▼▼▼

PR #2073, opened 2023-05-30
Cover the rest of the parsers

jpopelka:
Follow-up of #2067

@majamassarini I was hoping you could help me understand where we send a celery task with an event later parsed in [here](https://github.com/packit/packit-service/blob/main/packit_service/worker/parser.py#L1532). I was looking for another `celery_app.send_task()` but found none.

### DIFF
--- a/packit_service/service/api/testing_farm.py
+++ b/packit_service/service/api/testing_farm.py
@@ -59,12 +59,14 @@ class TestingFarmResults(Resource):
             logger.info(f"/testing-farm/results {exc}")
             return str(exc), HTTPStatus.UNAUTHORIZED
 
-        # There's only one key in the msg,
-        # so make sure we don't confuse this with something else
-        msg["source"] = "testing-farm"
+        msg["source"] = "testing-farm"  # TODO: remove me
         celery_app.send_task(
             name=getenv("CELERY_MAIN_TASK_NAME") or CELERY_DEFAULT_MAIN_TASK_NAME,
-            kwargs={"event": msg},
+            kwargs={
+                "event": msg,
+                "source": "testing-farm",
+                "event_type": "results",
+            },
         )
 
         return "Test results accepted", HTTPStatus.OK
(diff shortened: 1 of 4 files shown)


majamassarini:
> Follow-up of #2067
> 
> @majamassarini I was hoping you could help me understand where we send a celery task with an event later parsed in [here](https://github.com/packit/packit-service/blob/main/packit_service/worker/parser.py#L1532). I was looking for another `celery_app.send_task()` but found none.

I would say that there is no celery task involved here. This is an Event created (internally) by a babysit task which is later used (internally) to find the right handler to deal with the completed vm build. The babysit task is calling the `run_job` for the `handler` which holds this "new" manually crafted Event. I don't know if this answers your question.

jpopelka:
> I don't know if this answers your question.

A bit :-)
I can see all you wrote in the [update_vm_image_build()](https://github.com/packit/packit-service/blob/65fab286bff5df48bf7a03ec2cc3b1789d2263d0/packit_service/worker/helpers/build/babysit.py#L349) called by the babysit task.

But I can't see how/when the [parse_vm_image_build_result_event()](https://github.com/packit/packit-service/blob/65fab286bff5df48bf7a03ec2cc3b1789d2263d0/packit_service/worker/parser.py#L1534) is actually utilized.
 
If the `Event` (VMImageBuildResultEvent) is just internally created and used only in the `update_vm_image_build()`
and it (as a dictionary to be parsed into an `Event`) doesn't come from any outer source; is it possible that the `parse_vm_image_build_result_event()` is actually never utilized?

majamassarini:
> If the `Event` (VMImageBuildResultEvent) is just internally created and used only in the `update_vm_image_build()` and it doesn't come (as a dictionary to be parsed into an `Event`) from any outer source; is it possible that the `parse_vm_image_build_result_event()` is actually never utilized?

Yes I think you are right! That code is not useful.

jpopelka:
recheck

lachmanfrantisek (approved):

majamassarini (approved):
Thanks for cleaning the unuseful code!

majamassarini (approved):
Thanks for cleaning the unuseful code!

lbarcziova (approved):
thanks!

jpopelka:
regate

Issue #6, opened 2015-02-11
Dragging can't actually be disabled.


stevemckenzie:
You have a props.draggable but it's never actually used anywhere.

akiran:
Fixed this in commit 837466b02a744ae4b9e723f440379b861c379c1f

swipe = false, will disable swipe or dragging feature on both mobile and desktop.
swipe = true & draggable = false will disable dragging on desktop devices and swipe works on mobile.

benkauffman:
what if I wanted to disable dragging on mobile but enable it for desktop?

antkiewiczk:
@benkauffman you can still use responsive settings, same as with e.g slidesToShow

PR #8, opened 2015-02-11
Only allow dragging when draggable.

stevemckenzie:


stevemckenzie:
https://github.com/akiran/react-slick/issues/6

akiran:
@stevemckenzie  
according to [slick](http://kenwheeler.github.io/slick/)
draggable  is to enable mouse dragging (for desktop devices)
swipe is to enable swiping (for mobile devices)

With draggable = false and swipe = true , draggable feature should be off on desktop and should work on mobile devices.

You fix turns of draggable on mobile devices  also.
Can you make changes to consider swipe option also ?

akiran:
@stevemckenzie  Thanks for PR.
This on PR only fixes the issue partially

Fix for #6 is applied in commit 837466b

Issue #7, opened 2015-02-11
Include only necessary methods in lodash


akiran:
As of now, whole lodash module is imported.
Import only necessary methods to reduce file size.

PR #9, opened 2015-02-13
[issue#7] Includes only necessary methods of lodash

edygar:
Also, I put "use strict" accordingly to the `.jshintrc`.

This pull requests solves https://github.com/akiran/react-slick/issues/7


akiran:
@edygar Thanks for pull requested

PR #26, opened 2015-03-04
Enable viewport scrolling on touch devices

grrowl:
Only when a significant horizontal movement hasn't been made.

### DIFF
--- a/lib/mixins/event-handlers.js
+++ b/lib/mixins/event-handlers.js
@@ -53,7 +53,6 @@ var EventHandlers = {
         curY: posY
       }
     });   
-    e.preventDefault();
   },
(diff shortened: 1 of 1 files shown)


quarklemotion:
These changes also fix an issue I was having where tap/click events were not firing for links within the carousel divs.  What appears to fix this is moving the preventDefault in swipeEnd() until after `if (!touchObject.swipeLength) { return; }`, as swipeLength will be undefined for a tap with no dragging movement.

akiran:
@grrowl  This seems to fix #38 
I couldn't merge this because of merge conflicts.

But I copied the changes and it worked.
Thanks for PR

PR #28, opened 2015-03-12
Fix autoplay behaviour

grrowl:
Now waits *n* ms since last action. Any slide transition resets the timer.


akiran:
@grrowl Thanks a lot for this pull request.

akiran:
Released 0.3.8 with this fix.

▲▲▲

### [Goal of the exercise]
For this exercise, return every line from the data that holds the string "feature".

### [Finished exercise]
swipe = false, will disable swipe or dragging feature on both mobile and desktop.
With draggable = false and swipe = true , draggable feature should be off on desktop and should work on mobile devices.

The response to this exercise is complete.